The Waitangi Tribunal had taken the rare step of issuing a summons, compelling Minister for Children Karen Chhour to appear before it to answer questions on how the government decided to back Act New Zealand policy to repeal section 7AA of the Oranga Tamariki Act.
Under that section Oranga Tamariki is obliged to improve outcomes for tamariki Māori and demonstrate adherence to Treaty principles. Repealing it is longstanding Act policy, and Ms Chhour had a member’s Bill which attempted to do just that voted down during the last Parliament.
The tribunal, which is entitled and empowered to consider the adherence of proposed government policy to the Treaty, has been holding hearings on the proposed repeal and very much wanted to hear from Ms Chhour about how Cabinet had decided to back her.
However, late on Wednesday Justice Isac — following an application for judicial review by the Crown — determined that Ms Chhour did not have to appear before the tribunal at the time it had appointed.
In a carefully worded judgement his Honour was quick to stress that the tribunal did indeed possess the power to summon ministers of the Crown to appear, and that his decision not to uphold the summons in this instance did nothing to diminish the mana of the tribunal.
Indeed the tribunal — and New Zealanders in general — can take some comfort from the judgement. A longstanding legal principle is that no-one is above the law, and the Crown’s arguments that the summons was not legal were both dismissed.
Justice Isac clearly stated that there was nothing in law prevented the tribunal from summonsing the minister, and that despite the Crown having already placed a significant body of material before the tribunal it could not be said that her answers to whatever questions the tribunal might wish to ask her would be irrelevant.
However, Justice Isac also noted that Ms Chhour had not acted alone but as part of a Cabinet process and that her personal views did not represent the totality of the opinion of the executive government, a point integral to his decision to negate the summons.
Accepting that summonsing power existed, Justice Isac said while he did not need to determine on a "clearly necessary" test whether the tribunal really had to hear from Ms Chhour that it would be a useful exercise. He then found that that high bar had not been cleared.
"While the tribunal may not have the benefit of the minister’s personal response to its questions, there is no suggestion that it will be impeded in its inquiry or the rule of law undermined if she is not compelled to give evidence."
While Ms Chhour may take slight personal offence at a judicial suggestion that she is unneccessary, she will be relieved not to have been placed in a situation where her obligations towards Cabinet confidentiality were placed in conflict with an obligation to answer the tribunal’s questions.
However, Justice Isac did stress that he neither endorsed the minister’s decision, or criticised the actions of the tribunal.
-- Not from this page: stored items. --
PR #2465, opened 2021-11-23
Add support to open Intervention links in new tab

chao-xian:
## What
Adds a parameter to the Intervention banner to allow links to open in a new tab.

## Why
In order to drive users to another online task, we don't want to completely hijack their original flow on GOV.UK. Adding the option to open links in a new tab helps to address this.

## Visual Changes

localhost_3212_component-guide_intervention_hide-intervention=true(iPhone 6_7_8)

Screenshot 2021-11-23 at 6 38 32 pm

### DIFF
--- a/app/views/govuk_publishing_components/components/_intervention.html.erb
+++ b/app/views/govuk_publishing_components/components/_intervention.html.erb
@@ -35,7 +35,7 @@
     suggestion_link_text << accessible_text unless suggestion_link_text.include?(accessible_text)
   end
 %>
-<% if suggestion_text || (suggestion_link_text && suggestion_link_text) %>
+<% if suggestion_text || (suggestion_link_text && suggestion_link_url) %>
   <%= tag.section class: "gem-c-intervention", role: "region", aria: aria_attributes, data: data_attributes do %>
     <p class="govuk-body">
       <%= tag.span suggestion_text, class: "gem-c-intervention__textwrapper" if suggestion_text %>
--- a/app/views/govuk_publishing_components/components/_intervention.html.erb
+++ b/app/views/govuk_publishing_components/components/_intervention.html.erb
@@ -32,8 +32,7 @@
 
     suggestion_tag_options.merge!({ target: target, rel: rel })
 
-    accessible_text = I18n.t("components.intervention.accessible_link_text_suffix")
-    suggestion_link_text << accessible_text unless suggestion_link_text.include?(accessible_text)
+    suggestion_link_text = intervention_helper.accessible_text
   end
 %>
 <% if suggestion_text || (suggestion_link_text && suggestion_link_url) %>
--- a/app/views/govuk_publishing_components/components/_intervention.html.erb
+++ b/app/views/govuk_publishing_components/components/_intervention.html.erb
@@ -16,14 +16,28 @@
 
   intervention_helper = GovukPublishingComponents::Presenters::InterventionHelper.new(local_assigns)
   dismiss_href = intervention_helper.dismiss_link
+
+  suggestion_tag_options = {
+    class: "govuk-link gem-c-intervention__suggestion-link",
+    href: suggestion_link_url,
+    data: suggestion_data_attributes,
+  }
+
+  new_tab ||= false
+  if new_tab
+    target = "_blank"
+    rel = "noopener noreferrer"
+    rel << " external" unless suggestion_link_url && suggestion_link_url.start_with?("/", "https://gov.uk", "https://www.gov.uk")
+
+    suggestion_tag_options.merge!({ target: target, rel: rel })
+  end
 %>
 <% if suggestion_text or (suggestion_link_text and suggestion_link_text) %>
   <%= tag.section class: "gem-c-intervention", role: "region", aria: aria_attributes, data: data_attributes do %>
     <p class="govuk-body">
       <%= tag.span suggestion_text, class: "gem-c-intervention__textwrapper" if suggestion_text %>
       <% if suggestion_link_text and suggestion_link_url %>
-        <%= tag.a suggestion_link_text, class: "govuk-link gem-c-intervention__suggestion-link", href: suggestion_link_url, data: suggestion_data_attributes %>
-
+        <%= tag.a suggestion_link_text, suggestion_tag_options %>
       <% end %>
     </p>
 
--- a/app/views/govuk_publishing_components/components/_intervention.html.erb
+++ b/app/views/govuk_publishing_components/components/_intervention.html.erb
@@ -24,12 +24,15 @@
   }
 
   new_tab ||= false
-  if new_tab
+  if new_tab && (suggestion_link_text && suggestion_link_text)
     target = "_blank"
     rel = "noopener noreferrer"
     rel << " external" unless suggestion_link_url && suggestion_link_url.start_with?("/", "https://gov.uk", "https://www.gov.uk")
 
     suggestion_tag_options.merge!({ target: target, rel: rel })
+
+    accessible_text = I18n.t("components.intervention.accessible_link_text_suffix")
+    suggestion_link_text << accessible_text unless suggestion_link_text.include?(accessible_text)
   end
 %>
 <% if suggestion_text || (suggestion_link_text && suggestion_link_text) %>
--- a/app/views/govuk_publishing_components/components/_intervention.html.erb
+++ b/app/views/govuk_publishing_components/components/_intervention.html.erb
@@ -32,11 +32,11 @@
     suggestion_tag_options.merge!({ target: target, rel: rel })
   end
 %>
-<% if suggestion_text or (suggestion_link_text and suggestion_link_text) %>
+<% if suggestion_text || (suggestion_link_text && suggestion_link_text) %>
   <%= tag.section class: "gem-c-intervention", role: "region", aria: aria_attributes, data: data_attributes do %>
     <p class="govuk-body">
       <%= tag.span suggestion_text, class: "gem-c-intervention__textwrapper" if suggestion_text %>
-      <% if suggestion_link_text and suggestion_link_url %>
+      <% if suggestion_link_text && suggestion_link_url %>
         <%= tag.a suggestion_link_text, suggestion_tag_options %>
       <% end %>
     </p>
--- a/app/views/govuk_publishing_components/components/_intervention.html.erb
+++ b/app/views/govuk_publishing_components/components/_intervention.html.erb
@@ -3,6 +3,7 @@
   suggestion_link_text ||= false
   suggestion_link_url ||= false
   suggestion_text ||= nil
+  new_tab ||= false
 
   data_attributes ||= {}
   data_attributes[:module] = 'intervention'
@@ -13,6 +14,8 @@
   aria_attributes[:label] = 'Intervention'
 
   local_assigns[:query_string] ||= request.query_string
+  local_assigns[:suggestion_link_text] = suggestion_link_text
+  local_assigns[:suggestion_link_url] = suggestion_link_url
 
   intervention_helper = GovukPublishingComponents::Presenters::InterventionHelper.new(local_assigns)
   dismiss_href = intervention_helper.dismiss_link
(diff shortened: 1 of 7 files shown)


app/views/govuk_publishing_components/components/_intervention.html.erb
```diff
@@ -22,7 +26,7 @@
     <p class="govuk-body">
       <%= tag.span suggestion_text, class: "gem-c-intervention__textwrapper" if suggestion_text %>
       <% if suggestion_link_text and suggestion_link_url %>
-        <%= tag.a suggestion_link_text, class: "govuk-link gem-c-intervention__suggestion-link", href: suggestion_link_url, data: suggestion_data_attributes %>
+        <%= tag.a suggestion_link_text, class: "govuk-link gem-c-intervention__suggestion-link", href: suggestion_link_url, data: suggestion_data_attributes, target: target %>
```
owenatgov, line 29: Could we add a `rel` attribute here to account for [security risks that come with opening links in new tabs](https://www.jitbit.com/alexblog/256-targetblank---the-most-underestimated-vulnerability-ever/)?

```suggestion
        <%= tag.a suggestion_link_text, class: "govuk-link gem-c-intervention__suggestion-link", href: suggestion_link_url, data: suggestion_data_attributes, target: target, rel: "noopener noreferrer" %>
```

owenatgov: We'd also want to add `external` to that rel attribute if the new tab was indeed an external site. I'm not sure how best to check for that though...

app/views/govuk_publishing_components/components/docs/intervention.yml
```diff
@@ -38,6 +38,16 @@ examples:
       suggestion_link_text: "You can now apply for a permit online."
       suggestion_link_url: "/permit"
 
+  open_suggestion_link_in_new_tab:
+    description: |
+      For example if you wanted to drive users to another online task, you don't want to completely hijack
+      their original flow on GOV.UK. Adding the option to open links in a new tab helps to address this.
+      Link text *must* tell the user that the link opens in a new tab.
```
owenatgov, line 45: I wonder if we can add that "(opens in a new tab)" text automatically if `new_tab` is specified.

owenatgov (commented):
A few comments here. Additionally I reckon it'd be worth adding a new test for this attribute in the spec.

owenatgov:
Percy build approved 👍

app/views/govuk_publishing_components/components/docs/intervention.yml
chao-xian: Love this suggestion.

app/views/govuk_publishing_components/components/_intervention.html.erb
chao-xian: 👍

chao-xian: [Done](https://github.com/alphagov/govuk_publishing_components/pull/2465/commits/5b436da4299f4c0026fdf7e19cafdf85a0885a2b)

app/views/govuk_publishing_components/components/docs/intervention.yml
chao-xian: [Done](https://github.com/alphagov/govuk_publishing_components/pull/2465/commits/9f13ad48ccf450c3b81df321f289c19d0af44128)

app/views/govuk_publishing_components/components/_intervention.html.erb
```diff
@@ -16,14 +16,31 @@
 
   intervention_helper = GovukPublishingComponents::Presenters::InterventionHelper.new(local_assigns)
   dismiss_href = intervention_helper.dismiss_link
+
+  suggestion_tag_options = {
+    class: "govuk-link gem-c-intervention__suggestion-link",
```
andysellick, line 21: Is the `gem-c-intervention__suggestion-link` class necessary? It doesn't seem to add any styles.

app/views/govuk_publishing_components/components/_intervention.html.erb
```diff
@@ -16,14 +16,31 @@
...
+
+  new_tab ||= false
+  if new_tab && (suggestion_link_text && suggestion_link_text)
+    target = "_blank"
+    rel = "noopener noreferrer"
+    rel << " external" unless suggestion_link_url && suggestion_link_url.start_with?("/", "https://gov.uk", "https://www.gov.uk")
+
+    suggestion_tag_options.merge!({ target: target, rel: rel })
+
+    accessible_text = " (opens in a new tab)"
```
andysellick, line 34: This text should ideally come from a translation file, `en.yml`.

app/views/govuk_publishing_components/components/_intervention.html.erb
```diff
@@ -16,14 +16,31 @@
...
   dismiss_href = intervention_helper.dismiss_link
+
+  suggestion_tag_options = {
+    class: "govuk-link gem-c-intervention__suggestion-link",
+    href: suggestion_link_url,
+    data: suggestion_data_attributes,
+  }
+
+  new_tab ||= false
+  if new_tab && (suggestion_link_text && suggestion_link_text)
```
andysellick, line 27: I'd suggest moving most of this code into the intervention component helper.

app/views/govuk_publishing_components/components/_intervention.html.erb
```diff
@@ -16,14 +16,31 @@
...
+    rel << " external" unless suggestion_link_url && suggestion_link_url.start_with?("/", "https://gov.uk", "https://www.gov.uk")
+
+    suggestion_tag_options.merge!({ target: target, rel: rel })
+
+    accessible_text = " (opens in a new tab)"
+    suggestion_link_text << accessible_text unless suggestion_link_text.end_with?(accessible_text)
+  end
 %>
-<% if suggestion_text or (suggestion_link_text and suggestion_link_text) %>
+<% if suggestion_text || (suggestion_link_text && suggestion_link_text) %>
```
andysellick, line 38: This isn't your change, but the part of this statement after `&&` looks redundant - isn't it the same as the below?

`<% if suggestion_text || suggestion_link_text %>`

app/views/govuk_publishing_components/components/docs/intervention.yml
```diff
@@ -38,6 +38,17 @@ examples:
...
       suggestion_link_url: "/permit"
 
+  open_suggestion_link_in_new_tab:
+    description: |
+      For example if you wanted to drive users to another online task, you don't want to completely hijack
+      their original flow on GOV.UK. Adding the option to open links in a new tab helps to address this.
+      Link text should tell the user that the link opens in a new tab.
+      Note: "(opens in a new tab)" is added to link text if the phrase isn't included.
+    data:
+      suggestion_link_text: "You can now apply for a permit online (opens in a new tab)"
```
andysellick, line 48: Maybe change this line to just `"You can now apply for a permit online"` to demonstrate the auto text appending?

spec/components/intervention_spec.rb
```diff
@@ -63,4 +63,65 @@ def component_name
...
+      render_component(
+        suggestion_link_text: "Travel abroad",
+        suggestion_link_url: "/travel-abroad",
+        new_tab: true,
+      )
+
+      assert_select "a[target='_blank']"
+    end
+
+    it "renders with security attributes" do
```
andysellick, line 78: This test appears to do the same steps as the previous test but check for something different. Would it be worth combining the two? i.e. `it renders with target _blank and appropriate security attributes when new_tab is specified`

spec/components/intervention_spec.rb
```diff
@@ -63,4 +63,65 @@ def component_name
...
+    it "renders no target attribute without the new_tab option" do
+      render_component(
+        suggestion_link_text: "Travel abroad",
+        suggestion_link_url: "/travel-abroad",
+      )
+
+      assert_select "a[target='_blank']", false
+    end
+
+    it "appends accesible link text" do
```
andysellick, line 107: Nitpick: `accessible`

app/views/govuk_publishing_components/components/_intervention.html.erb
chao-xian: I don't think so because the banner can have just a link or just some text, whereas the check below is in case of both.

spec/components/intervention_spec.rb
chao-xian: Not a nitpick! It's a typo

app/views/govuk_publishing_components/components/_intervention.html.erb
chao-xian: Interesting. I don't know if we do or not really as it's what Max added in and I've only moved it to this hash. I'm open to removing it and seeing what happens as a case for making things tidy, but it might be a little out of scope for this PR otherwise.

app/views/govuk_publishing_components/components/_intervention.html.erb
andysellick: I don't understand... the logic in the brackets after the `||` is and-ing two variables that are the same variable - `suggestion_link_text`. Can't the second `suggestion_link_text` be removed? Or am I going mad? How does this work?

app/views/govuk_publishing_components/components/_intervention.html.erb
andysellick: The only place the class appears is in tests, so removing it would break those. But it isn't adding any styling. Agree, this is outside the scope of this PR, but can you raise an issue about it? Thanks.

app/views/govuk_publishing_components/components/_intervention.html.erb
chao-xian: omg sorry I think that's a typo from before as it should be link_text and link_url

app/views/govuk_publishing_components/components/_intervention.html.erb
chao-xian: Done

app/views/govuk_publishing_components/components/_intervention.html.erb
chao-xian: Done

app/views/govuk_publishing_components/components/_intervention.html.erb
chao-xian: Done

spec/components/intervention_spec.rb
chao-xian: I'd prefer to keep these separate. I feel that testing as specific as possible is a good thing - for clarity more than anything.

app/views/govuk_publishing_components/components/docs/intervention.yml
```diff
@@ -38,6 +38,17 @@ examples:
       suggestion_link_text: "You can now apply for a permit online."
       suggestion_link_url: "/permit"
 
+  open_suggestion_link_in_new_tab:
+    description: |
+      For example if you wanted to drive users to another online task, you don't want to completely hijack
```
andysellick, line 43: Nitpick: I don't think you need `For example` at the start of this sentence, it's perfectly clear without it.

app/views/govuk_publishing_components/components/docs/intervention.yml
```diff
@@ -38,6 +38,17 @@ examples:
...
+      their original flow on GOV.UK. Adding the option to open links in a new tab helps to address this.
+      Link text should tell the user that the link opens in a new tab.
+      Note: "(opens in a new tab)" is added to link text if the phrase isn't included.
```
andysellick, line 46: Are these newlines meant to render as newlines? You need to put an empty line between each one if that's the case, not sure if intended or not.

andysellick (approved):
Thanks for addressing my other comments, looks good. Just a couple of tiny nitpicks but nothing blocking.

app/views/govuk_publishing_components/components/docs/intervention.yml
chao-xian: Not a nitpick - thanks for the spot!

app/views/govuk_publishing_components/components/docs/intervention.yml
chao-xian: Intended - wanted them viewable within the a certain length in the source. Makes no difference as you say.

Indeed, the justice said that had he found that the tribunal had needed to hear Ms Chhour’s evidence that he would have dismissed the Crown’s case.
"It goes without saying, then, that the power of the tribunal to summons a serving minister to attend and give evidence under compulsion, if clearly necessary, is very much alive."
That can also be read as saying that the justice system in general, insofar as the law grants it power to so do, can therefore compel ministers to explain their actions if they are legally challenged, something which should give the litigants of the future some hope.
The justice’s observation that this whole situation had very much been of the minister’s own making was also addressed to a wider audience. The tribunal had made "repeated and measured requests" to the minister and reading between the lines it seems that the judge did not feel those entreaties had received the respectful response which they deserved.
It is to be hoped that the government and the courts can avoid conflict. Justice Isac has given a clear signal of how they can do so.